座長:高畑暁子(京都府立医科大学 放射線診断治療学)

[P-2-090] 子宮癌肉腫のMR所見の検討:拡散強調像とMRスペクトロスコピーを含めて

竹内麻由美, 松崎健司, 原田雅史 (徳島大学医学部 放射線科)

癌肉腫は子宮肉腫で最多の高悪性度腫瘍であり、子宮内膜癌との鑑別が問題となる疾患である。今回我々は子宮癌肉腫のMR所見についてDWIとMRSを含めて検討した。組織学的に診断された癌肉腫11症例に対し、臨床用3T装置を用いてDWI(b=800)およびMRS(PRESS, TE=144ms)を施行し、内膜癌48症例と対比検討を行った。また形態および内部の性状、造影効果(10例)についても検討した。癌肉腫11例中8例(73%)は外向性発育(広基性6、有茎性2)、3例(27%)が浸潤性発育を呈し、4例(36%)で分娩像を呈した。T1WIで高信号の出血は5例(45%)、T2WIにて嚢胞形成は8例(73%)でみられた。造影では7例(70%)で主に筋層と同程度の強い造影効果を呈し、3例(30%)では主に弱い造影効果を呈したが内2例で一部に強い造影域を伴っていた。また8例(80%)で壊死を反映した不染域を認めた。DWIでは癌肉腫、内膜癌ともに全例で強い高信号を呈した。癌肉腫のADC値は0.92/0.73(mean/minimum)であり、内膜癌(0.84/0.72)と有意差を認めなかったが、G1内膜癌28例(0.88/0.75)およびG2以上の内膜癌20例(0.79/0.67)との比較ではmean ADCがG2以上症例より有意に高く(p<0.05)、悪性度に比して高い傾向を認めた。
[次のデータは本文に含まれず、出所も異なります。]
PR #853, opened 2018-11-20
Endpoint Discovery for DynamoDb

spfink:
Supports the endpoint discovery spec for DynamoDb.


codegen/src/test/resources/software/amazon/awssdk/codegen/poet/client/test-endpoint-discovery-async.java
```diff
@@ -0,0 +1,257 @@
...
+                    .createResponseHandler(operationMetadata, TestDiscoveryIdentifiersRequiredResponse::builder);
+
+            HttpResponseHandler<AwsServiceException> errorResponseHandler = createErrorResponseHandler(protocolFactory,
+                    operationMetadata);
+
+            String key = clientConfiguration.option(AwsClientOption.CREDENTIALS_PROVIDER).resolveCredentials().accessKeyId();
+            URI cachedEndpoint = endpointDiscoveryCache.get(key,
+                    testDiscoveryIdentifiersRequiredRequest.endpointDiscoveryRequest(),
+                    clientConfiguration.option(SdkClientOption.ENDPOINT));
+            clientConfiguration.copy(o -> o.option(SdkClientOption.ENDPOINT, cachedEndpoint));
```
varunnvs92: This doesn't change the original configuration. Also we don't want to update the client endpoint right as the new computed endpoint is only valid for that operation.

For endpoint trait, I am passing the hostPrefix to CientExecutionParams and modifying the endpoint in [BaseClientHandler](https://github.com/aws/aws-sdk-java-v2/blob/831f9e9c3ba1ca7b8e8898875d7157131545a28e/core/sdk-core/src/main/java/software/amazon/awssdk/core/client/handler/BaseClientHandler.java#L54). But this is causing issues with path as its being modified multiple times. I am thinking of passing the hostprefix to marshallers and resolve the endpoint there before creating the HttpFullRequest.

spfink: Ah, yes, was on a different version when I was doing this. Will update.

codegen/src/test/resources/software/amazon/awssdk/codegen/poet/client/test-endpoint-discovery-async.java
```diff
@@ -0,0 +1,258 @@
...
+            JsonOperationMetadata operationMetadata = JsonOperationMetadata.builder().hasStreamingSuccessResponse(false)
+                    .isPayloadJson(true).build();
+
+            HttpResponseHandler<TestDiscoveryIdentifiersRequiredResponse> responseHandler = protocolFactory
+                    .createResponseHandler(operationMetadata, TestDiscoveryIdentifiersRequiredResponse::builder);
+
+            HttpResponseHandler<AwsServiceException> errorResponseHandler = createErrorResponseHandler(protocolFactory,
+                    operationMetadata);
+
+            String key = clientConfiguration.option(AwsClientOption.CREDENTIALS_PROVIDER).resolveCredentials().accessKeyId();
```
shorea: Would this not take into account request level credentials?

codegen/src/test/resources/software/amazon/awssdk/codegen/poet/client/test-endpoint-discovery-async.java
```diff
@@ -0,0 +1,258 @@
...
+            URI cachedEndpoint = endpointDiscoveryCache.get(key,
```
shorea: This cachedEndpoint doesn't appear to be used. Also for async this seems like it would be kind of blocking, at least for the first call.

core/aws-core/pom.xml
```diff
@@ -33,6 +33,11 @@
             <artifactId>auth</artifactId>
             <version>${awsjavasdk.version}</version>
         </dependency>
+        <dependency>
+            <groupId>software.amazon.awssdk</groupId>
+            <artifactId>profiles</artifactId>
```
shorea: Why do we need this dependency?

core/aws-core/src/main/java/software/amazon/awssdk/awscore/endpointdiscovery/EndpointDiscoveryEndpoint.java
```diff
@@ -0,0 +1,90 @@
...
+ */
+
+package software.amazon.awssdk.awscore.endpointdiscovery;
+
+import java.net.URI;
+import java.time.Instant;
+import software.amazon.awssdk.annotations.SdkInternalApi;
+
+@SdkInternalApi
+public class EndpointDiscoveryEndpoint {
```
shorea: Final

core/aws-core/src/main/java/software/amazon/awssdk/awscore/endpointdiscovery/EndpointDiscoveryEndpoint.java
```diff
@@ -0,0 +1,90 @@
...
+
+    public static Builder builder() {
+        return new BuilderImpl();
+    }
+
+    public Builder toBuilder() {
+        return builder().endpoint(endpoint).expirationTime(expirationTime);
+    }
+
+    public interface Builder {
```
shorea: Should these extend any of that SdkBuilder copyable builder stuff?

core/aws-core/src/main/java/software/amazon/awssdk/awscore/endpointdiscovery/EndpointDiscoveryEndpoint.java
```diff
@@ -0,0 +1,90 @@
...
+        }
+
+        @Override
+        public Builder expirationTime(Instant expirationTime) {
+            this.expirationTime = expirationTime;
+            return this;
+        }
+
+        @Override
+        public EndpointDiscoveryEndpoint build() {
```
shorea: NP I like this at the bottom

core/aws-core/src/main/java/software/amazon/awssdk/awscore/endpointdiscovery/EndpointDiscoveryRefreshCache.java
```diff
@@ -0,0 +1,87 @@
...
+            key = key + ":" + request.cacheKey().get();
+        }
+
+        EndpointDiscoveryEndpoint endpoint = cache.get(key);
+
+        if (endpoint == null) {
+            if (request.required()) {
+                return cache.computeIfAbsent(key, k -> discoverEndpoint(request).join()).endpoint();
+            } else {
+                EndpointDiscoveryEndpoint tempEndpoint = EndpointDiscoveryEndpoint.builder()
```
shorea: Don't quite follow this. So if it's not required we return the default endpoint which is valid for sixty seconds. After that time we fetch the discovered endpoint? Would it make more sense to just return the default endpoint and immediately kick off a request to populate the cache with the discovered endpoint?

core/aws-core/src/main/java/software/amazon/awssdk/awscore/endpointdiscovery/EndpointDiscoveryRefreshCache.java
```diff
@@ -0,0 +1,87 @@
...
+                                                                                  .endpoint(defaultEndpoint)
+                                                                                  .expirationTime(Instant.now().plusSeconds(60))
+                                                                                  .build();
+                return cache.computeIfAbsent(key, k -> tempEndpoint).endpoint();
+            }
+        }
+
+        if (endpoint.expirationTime().isBefore(Instant.now())) {
```
shorea: Does this mean it's already expired? If so are we returning the expired endpoint to the customer? Should we attempt to refresh it before it expires?

core/aws-core/src/main/java/software/amazon/awssdk/awscore/endpointdiscovery/EndpointDiscoveryRequest.java
```diff
@@ -0,0 +1,121 @@
...
+        this.identifiers = builder.identifiers;
+        this.cacheKey = builder.cacheKey;
+        this.required = builder.required;
+    }
+
+    public Optional<String> operationName() {
+        return operationName;
+    }
+
+    public Optional<Map<String, String>> identifiers() {
```
shorea: Should we copy and make this  map unmodifiable in constructor?

core/aws-core/src/main/java/software/amazon/awssdk/awscore/endpointdiscovery/providers/EndpointDiscoveryProvider.java
```diff
@@ -0,0 +1,25 @@
...
+
+package software.amazon.awssdk.awscore.endpointdiscovery.providers;
+
+import software.amazon.awssdk.annotations.SdkInternalApi;
+
+@FunctionalInterface
+@SdkInternalApi
+public interface EndpointDiscoveryProvider {
+
+    boolean resolveEndpointDiscovery();
```
shorea: Can you add some docs here? I'm not sure what boolean is supposed to represent, I guess if endpoint discovery is enabled?

codegen/src/main/java/software/amazon/awssdk/codegen/poet/endpointdiscovery/EndpointDiscoveryCacheLoaderGenerator.java
```diff
@@ -0,0 +1,122 @@
...
+import software.amazon.awssdk.awscore.endpointdiscovery.EndpointDiscoveryEndpoint;
+import software.amazon.awssdk.awscore.endpointdiscovery.EndpointDiscoveryRequest;
+import software.amazon.awssdk.codegen.emitters.GeneratorTaskParams;
+import software.amazon.awssdk.codegen.model.intermediate.IntermediateModel;
+import software.amazon.awssdk.codegen.model.intermediate.OperationModel;
+import software.amazon.awssdk.codegen.poet.ClassSpec;
+import software.amazon.awssdk.codegen.poet.PoetExtensions;
+import software.amazon.awssdk.codegen.poet.PoetUtils;
+
+public class EndpointDiscoveryCacheLoaderGenerator implements ClassSpec {
```
shorea: Can you add some code gen tests for this thing?

codegen/src/main/java/software/amazon/awssdk/codegen/poet/model/AwsServiceModel.java
```diff
@@ -366,6 +372,15 @@ private MethodSpec getValueForField() {
         return methodBuilder.build();
     }
 
+    private MethodSpec endpointDiscoveryRequest() {
```
shorea: Do we need to put this on the service model? Seems like an odd place for it.

core/aws-core/src/main/java/software/amazon/awssdk/awscore/endpointdiscovery/EndpointDiscoveryRefreshCache.java
spfink: Expired endpoints can be used until a 421 status code or InvalidEndpointException is thrown.

Once an endpoint is expired, we extend the expiration to 60 seconds and immediately attempt a refresh. We extend the expiration 60 seconds so that we aren't refreshing every time.

shorea: Hmm gotcha. So expired means will become invalid soon?

core/aws-core/src/main/java/software/amazon/awssdk/awscore/endpointdiscovery/EndpointDiscoveryRequest.java
spfink: We certainly could but not sure if we need to given this is an internal use only class.

codegen/src/main/java/software/amazon/awssdk/codegen/poet/model/AwsServiceModel.java
spfink: Any alternative suggestions?

If not on the generated models for the requests, we'd have to either generate a separate class per request or generate a list of which fields need to be pulled out for the identifiers for each request.

core/aws-core/pom.xml
spfink: You can enable endpoint discovery through the profile file so I have a provider for it that requires the profiles module.

core/aws-core/src/main/java/software/amazon/awssdk/awscore/endpointdiscovery/EndpointDiscoveryRefreshCache.java
spfink: This is done for two reasons:

1. For new users, there is going to be a small period of creating their DNS entry.

2. In the case of short-lived functions where the client is not being re-used, this helps to prevent an unnecessary call.

core/sdk-core/src/main/java/software/amazon/awssdk/core/endpointdiscovery/EndpointDiscoveryRefreshCache.java
```diff
@@ -0,0 +1,87 @@
...
+                                                                                  .expirationTime(Instant.now().plusSeconds(60))
+                                                                                  .build();
+                return cache.computeIfAbsent(key, k -> tempEndpoint).endpoint();
+            }
+        }
+
+        if (endpoint.expirationTime().isBefore(Instant.now())) {
+            cache.put(key, endpoint.toBuilder().expirationTime(Instant.now().plusSeconds(60)).build());
+            String finalKey = key;
+            discoverEndpoint(null).thenApply(v -> cache.put(finalKey, v));
```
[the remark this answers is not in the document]
spfink: Changed to the request object.

core/sdk-core/src/main/java/software/amazon/awssdk/core/endpointdiscovery/EndpointDiscoveryRequest.java
```diff
@@ -0,0 +1,121 @@
...
+    public static Builder builder() {
+        return new BuilderImpl();
+    }
+
+    @Override
+    public Builder toBuilder() {
+        return new BuilderImpl(this);
+    }
+
+    public interface Builder extends CopyableBuilder<Builder, EndpointDiscoveryRequest> {
```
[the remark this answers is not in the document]
spfink: Will add.

spfink:
@varunnvs92, can't reply to some of your comments for some reason.

In the async client, it would only be blocking if endpoint discovery is required. Otherwise, it will be non-blocking.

癌肉腫では10例でMRSが評価可能であり、cholineの定量値が癌肉腫(5.38 mM)では内膜癌(11.53 mM)より有意に低かった(p<0.001) 。Lipidのピークは内膜癌の26例(54%)、癌肉腫全例で検出され、内膜癌では13例(27%)、癌肉腫では9例(90%)で高いピークを認めた。悪性度に比して高めのmean ADCと低めのcholineはいずれも組織レベルでの壊死や出血、嚢胞、間質成分などの混在によるROI内の腫瘍細胞の減少を反映し、癌肉腫の組織学的特徴に合致するものと考えられ、高悪性度を示唆する壊死を反映した高いlipidのピークの存在と、MRIで描出される特徴的な形態および内部の性状が診断に有用と考えられた。